叶大姑手一抖,手里的白瓷茶杯摔得粉碎,热烫的水溅了她一脚,她浑然不觉,扯着大嗓门激动地喊:“采曦,你醒了。”
“大夫,大夫,醒了!”
这几句吼,高亢尖利,叶采曦昏昏沉沉中觉得不太对,像她这种危重患者,看护的护士不可能这么毛躁啊。
“丫头,你醒了吧。”叶大姑见病床上的侄女没了动静,生怕自己听错了,又一声吼。
叶采曦耳膜被震的嗡嗡的,用力睁开酸涩的眼,只见一个她不认识的中年女人激动地挥动双手。
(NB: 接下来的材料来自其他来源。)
PR #1969, opened 2026-08-13
fix: series Fill picks the best title match, not the first

gchahcg:
## Summary

`ensureHardcoverCatalogBook`'s fuzzy title matcher (used by Series Fill to reuse an existing local book instead of creating a duplicate) returned on the *first* existing book scoring `>= 92` against `seriesmatch.TitleScore`, rather than the best-scoring one.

“你……是……”谁字还未出口,叶采曦脑袋里像有一把凿子在疯狂地凿,剧烈的疼痛让她失去了意识。
“来人啊,大夫!”
无数记忆涌入脑海,叶采曦再次醒来时,呆呆地看着纤细白润的手臂,这不是她的手臂,她的手臂早已被病魔侵蚀尽了丰润美丽。
她这是穿越了!
“采曦,叶采曦!”叶大姑叫了几声,病床上的侄女毫无反应,她心惊肉跳,扯着医生的白大褂急吼,“大夫,别不是成傻子了吧。”
“你这家属冷静点,别添乱。”医生教训她。
叶大姑瞧着脑门缠着一圈厚厚的白绷带,衬得巴掌脸蛋越发的小,白得没一丝血色,木木呆呆的亲侄女,□□蛋生活磨得石头一样硬的心竟然一软,想起英年早逝的二弟,悲从中来,恨恨咒骂:“叶平建、侯新容两口子杀千刀的,梁东晖那个流氓,我饶不了他们。”
梁东晖三个字一入耳,勾起了叶采曦这具身体最不愿回想的记忆,头痛得仿佛要炸裂,她双手抱着头,面色苍白如纸,痛得痉挛颤抖。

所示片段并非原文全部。